● **Collected data**
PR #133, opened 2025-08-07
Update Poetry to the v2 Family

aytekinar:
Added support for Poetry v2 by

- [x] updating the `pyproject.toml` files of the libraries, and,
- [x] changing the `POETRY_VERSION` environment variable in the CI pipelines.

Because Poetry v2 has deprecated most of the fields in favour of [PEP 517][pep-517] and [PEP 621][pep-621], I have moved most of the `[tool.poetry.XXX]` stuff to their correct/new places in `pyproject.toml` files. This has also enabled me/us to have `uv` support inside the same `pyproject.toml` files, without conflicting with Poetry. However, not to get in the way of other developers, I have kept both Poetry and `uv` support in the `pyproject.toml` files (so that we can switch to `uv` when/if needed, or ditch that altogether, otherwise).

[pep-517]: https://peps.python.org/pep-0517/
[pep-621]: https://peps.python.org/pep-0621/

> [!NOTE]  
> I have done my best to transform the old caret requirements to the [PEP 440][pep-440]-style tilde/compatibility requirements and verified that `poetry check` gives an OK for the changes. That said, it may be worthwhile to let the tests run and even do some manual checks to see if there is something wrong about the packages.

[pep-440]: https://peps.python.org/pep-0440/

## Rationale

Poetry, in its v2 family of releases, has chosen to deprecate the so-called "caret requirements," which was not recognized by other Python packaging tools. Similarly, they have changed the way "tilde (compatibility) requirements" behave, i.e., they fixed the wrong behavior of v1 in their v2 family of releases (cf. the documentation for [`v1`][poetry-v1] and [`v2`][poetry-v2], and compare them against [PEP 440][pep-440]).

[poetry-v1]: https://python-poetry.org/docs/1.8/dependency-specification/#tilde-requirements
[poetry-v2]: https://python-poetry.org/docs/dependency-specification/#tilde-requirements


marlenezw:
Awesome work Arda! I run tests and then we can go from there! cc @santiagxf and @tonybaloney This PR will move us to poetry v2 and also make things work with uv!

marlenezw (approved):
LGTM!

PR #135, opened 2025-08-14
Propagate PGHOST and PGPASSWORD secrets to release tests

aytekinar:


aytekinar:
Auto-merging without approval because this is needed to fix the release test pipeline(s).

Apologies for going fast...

---

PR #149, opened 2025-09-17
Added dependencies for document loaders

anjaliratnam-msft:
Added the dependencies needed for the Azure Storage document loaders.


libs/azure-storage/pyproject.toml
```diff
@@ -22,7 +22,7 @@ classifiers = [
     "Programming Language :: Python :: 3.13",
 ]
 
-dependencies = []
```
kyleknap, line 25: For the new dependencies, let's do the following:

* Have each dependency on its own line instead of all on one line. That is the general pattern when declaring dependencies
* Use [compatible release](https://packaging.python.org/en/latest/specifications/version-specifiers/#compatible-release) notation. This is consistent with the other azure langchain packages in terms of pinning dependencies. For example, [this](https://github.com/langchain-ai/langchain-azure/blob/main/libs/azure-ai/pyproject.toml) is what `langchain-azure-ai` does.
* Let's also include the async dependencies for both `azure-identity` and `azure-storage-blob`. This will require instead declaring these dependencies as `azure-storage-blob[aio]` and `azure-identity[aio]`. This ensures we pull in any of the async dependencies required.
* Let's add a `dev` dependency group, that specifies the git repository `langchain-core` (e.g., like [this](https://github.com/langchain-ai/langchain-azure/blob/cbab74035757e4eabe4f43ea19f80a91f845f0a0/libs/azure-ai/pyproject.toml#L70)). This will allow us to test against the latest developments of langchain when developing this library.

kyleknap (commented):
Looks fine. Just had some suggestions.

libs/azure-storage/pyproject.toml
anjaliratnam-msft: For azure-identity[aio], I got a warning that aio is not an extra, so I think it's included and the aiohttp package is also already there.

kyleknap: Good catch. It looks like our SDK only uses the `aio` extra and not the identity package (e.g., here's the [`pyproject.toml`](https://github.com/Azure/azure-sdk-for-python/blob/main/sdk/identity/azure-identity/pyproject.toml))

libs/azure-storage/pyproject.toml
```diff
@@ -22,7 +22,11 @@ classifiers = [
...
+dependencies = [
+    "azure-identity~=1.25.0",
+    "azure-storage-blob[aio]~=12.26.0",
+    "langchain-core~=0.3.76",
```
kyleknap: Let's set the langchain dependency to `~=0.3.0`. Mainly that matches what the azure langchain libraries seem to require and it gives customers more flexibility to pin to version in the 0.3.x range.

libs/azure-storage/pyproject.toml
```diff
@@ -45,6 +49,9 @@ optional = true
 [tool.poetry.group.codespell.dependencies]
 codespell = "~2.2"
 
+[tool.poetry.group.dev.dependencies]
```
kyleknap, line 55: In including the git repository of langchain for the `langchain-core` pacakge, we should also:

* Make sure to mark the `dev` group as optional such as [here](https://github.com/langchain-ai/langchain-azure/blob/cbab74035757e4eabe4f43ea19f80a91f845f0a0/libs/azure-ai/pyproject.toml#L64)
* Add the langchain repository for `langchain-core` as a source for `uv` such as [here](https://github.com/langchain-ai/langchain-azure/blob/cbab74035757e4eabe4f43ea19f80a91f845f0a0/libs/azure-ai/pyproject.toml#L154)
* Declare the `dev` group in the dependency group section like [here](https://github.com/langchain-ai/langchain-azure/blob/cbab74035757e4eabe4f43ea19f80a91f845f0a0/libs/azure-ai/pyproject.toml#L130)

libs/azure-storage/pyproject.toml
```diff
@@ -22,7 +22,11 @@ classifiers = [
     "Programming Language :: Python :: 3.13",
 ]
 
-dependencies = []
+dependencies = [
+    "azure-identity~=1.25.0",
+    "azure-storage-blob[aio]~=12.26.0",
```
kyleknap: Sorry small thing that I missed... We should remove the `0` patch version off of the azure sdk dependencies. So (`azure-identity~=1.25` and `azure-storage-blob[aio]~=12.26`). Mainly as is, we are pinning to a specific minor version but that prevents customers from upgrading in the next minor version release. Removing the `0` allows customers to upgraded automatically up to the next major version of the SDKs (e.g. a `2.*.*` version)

● **What is being asked**
Look over the records above and filter for each line with the word "there".

● **Solution for this exercise**
> I have done my best to transform the old caret requirements to the [PEP 440][pep-440]-style tilde/compatibility requirements and verified that `poetry check` gives an OK for the changes. That said, it may be worthwhile to let the tests run and even do some manual checks to see if there is something wrong about the packages.
Awesome work Arda! I run tests and then we can go from there! cc @santiagxf and @tonybaloney This PR will move us to poetry v2 and also make things work with uv!
anjaliratnam-msft: For azure-identity[aio], I got a warning that aio is not an extra, so I think it's included and the aiohttp package is also already there.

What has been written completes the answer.